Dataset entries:
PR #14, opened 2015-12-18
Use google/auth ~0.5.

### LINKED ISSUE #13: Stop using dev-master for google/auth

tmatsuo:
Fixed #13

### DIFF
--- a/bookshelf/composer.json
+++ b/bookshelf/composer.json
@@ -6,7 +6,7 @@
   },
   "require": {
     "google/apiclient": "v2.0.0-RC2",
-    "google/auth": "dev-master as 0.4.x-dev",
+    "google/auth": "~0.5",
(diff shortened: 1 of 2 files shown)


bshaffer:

● Assignment
Reproduce each line, exactly as it appears, from the one that contains "--- a/bookshelf/composer.json" through the last line of the records. Add no other lines.

● Completed exercise
--- a/bookshelf/composer.json
+++ b/bookshelf/composer.json
@@ -6,7 +6,7 @@
   },
   "require": {
     "google/apiclient": "v2.0.0-RC2",
-    "google/auth": "dev-master as 0.4.x-dev",
+    "google/auth": "~0.5",
(diff shortened: 1 of 2 files shown)


bshaffer:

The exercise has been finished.